=== Supplied records ===
══════

PR #121, opened 2020-01-13
Add wrapper around SYSCFG

jkristell:
Move the enabling off the syscfg clock to the new Syscfg wrapper.

With inspiration from stm32l0xx-hal crate. Tested on stm32f401 with external interrupt.

### DIFF
--- a/CHANGELOG.md
+++ b/CHANGELOG.md
@@ -14,6 +14,7 @@ and this project adheres to [Semantic Versioning](http://semver.org/).
 ### Added
 
 - Added examples in the examples folder.
+- [breaking-change] Added a wrapper around SYSCFG.
 
 ## [v0.6.0] - 2019-10-19
 
--- a/examples/stopwatch-with-ssd1306-and-interrupts.rs
+++ b/examples/stopwatch-with-ssd1306-and-interrupts.rs
@@ -14,6 +14,7 @@ use crate::hal::{
     prelude::*,
     rcc::{Clocks, Rcc},
     stm32,
+    syscfg,
     timer::{Event, Timer},
 };
 use arrayvec::ArrayString;
@@ -44,8 +45,6 @@ enum StopwatchState {
 #[entry]
 fn main() -> ! {
     if let (Some(mut dp), Some(cp)) = (stm32::Peripherals::take(), cortex_m::Peripherals::take()) {
-        dp.RCC.apb2enr.write(|w| w.syscfgen().enabled());
-
         let rcc = dp.RCC.constrain();
         let clocks = setup_clocks(rcc);
         let gpiob = dp.GPIOB.split();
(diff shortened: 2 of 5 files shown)


therealprof:
Can you explain the motivation behind this? Seems like if we add such an abstraction we should fully use it instead of providing crate access to the raw register after construction (especially since the constructor does something unrelated in an unsafe way with the RCC)?

jkristell:
I think users of the hal and of the gpio external interrupt functionality of the hal expect it to work without figuring out how to enable the clock to the syscfg in this clumsy way that is needed today (before the rcc is constrained()).

I did a brief investigation on how the other stm32 hals handles this, stm32f1xx-hal has a nice but totally different architecture (compared to this hal) with the Enable Trait.

The stm32l0xx-hal has a similar architecture compared to this crate, and they do protect the access to the RCC in a wrapper, but in this crate there is none of that, just lots of `let rcc = unsafe { &(*RCC::ptr()) };` everywhere. so I went the same route.

It would probably be a good idea to take inspiration from stm32l0xx-hal and wrap the RCC, and I could give it a go. But I don’t think this addition to the hal makes it that much worse :).

therealprof:
I guess at some point we will need to offer a proper interface to enable/disable various blocks in the chips. I haven't yet looked into whether it makes sense to combine SYSCFG and RCC into a single interface but it kind of sounds like it.

jkristell:
The exti configuration, and i/o compensation could probably be combined with the gpio module.

... But then it handles a couple of other tasks as well. 

From the reference manual: 

"The system configuration controller is mainly used to remap the memory accessible in the
code area, select the Ethernet PHY interface and manage the external interrupt line
connection to the GPIOs."

So the reason for enabling the SYSCFG could be any of those i guess. So maybe it better to keep it as a separate module.

jkristell:
Created a branch that changes the subsystems that today dereferences the RCC to instead take a `&mut Rcc` as an argument to their initialization functions.

<https://github.com/jkristell/stm32f4xx-hal/tree/rcc>

Compile tested. Get rids of the unsafes, on the expense of needing to supply Rcc to all the initialization functions. What do you think?

therealprof:
@jkristell Looks good to me, although I'm not too hot on those `rcc.rb` shenanigans.

@aurelj What do you think?

aurelj:
I don't like requiring to supply Rcc to every initialization function. This remove some abstraction from end user, makes the API harder to use and uglier, and gains us no safety at all.

And I think the fact that make_interrupt_source() requires a SYSCFG parameter is an issue as well, for exactly the same reasons. I actually have a patch to remove this in a WIP branch. [Here is just this patch.](https://github.com/aurelj/stm32f4xx-hal/commit/e9b9822) 

Regarding the initial issue, I think we should just add something like this directly in make_interrupt_source():
```
let rcc = unsafe {&*stm32::RCC::ptr()};
rcc.apb2enr.write(|w| w.syscfgen().enabled());
```

The whole point of this crate is abstracting hardware from end user, so exposing the fact that gpio interrupt are actually setup by touching some SYSCFG and RCC registers is kind of defeating the purpose of the crate.

jkristell:
The motivation for this merge request was to make the hal more convenient to use. So enabling the SYSCFG clock in `make_interrupt_source()` is fine by me.

But on the other hand - I can see the need for the exclusive access to the Rcc. If for example the hal gets functionality for enabling/disabling clocks for the subsystems at "runtime". Modifying the rcc from different _threads_, without locking, could lead to race conditions - right?

But right now the Rcc is only modified during the initialization of the peripherals, so I don't think this is a issue.

therealprof:
I also think that we sooner or later need to expose access to the `RCC` in some way or form to allow third party drivers to access low-level functioniality (USB and Ethernet are two prime examples for needing a lot of configuration) or implement sleep modes. The only safe way of doing this is having a handle which can moved around.

If you want to wait until this need actually arises that is fine with me.

jkristell:
I think @aurelj approach is the right one for now. Closing this pull request.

══════

=== What you need to do ===
Scan the material above and copy every line that holds the string "issue".

=== Output for this exercise ===
And I think the fact that make_interrupt_source() requires a SYSCFG parameter is an issue as well, for exactly the same reasons. I actually have a patch to remove this in a WIP branch. [Here is just this patch.](https://github.com/aurelj/stm32f4xx-hal/commit/e9b9822) 
Regarding the initial issue, I think we should just add something like this directly in make_interrupt_source():
But right now the Rcc is only modified during the initialization of the peripherals, so I don't think this is a issue.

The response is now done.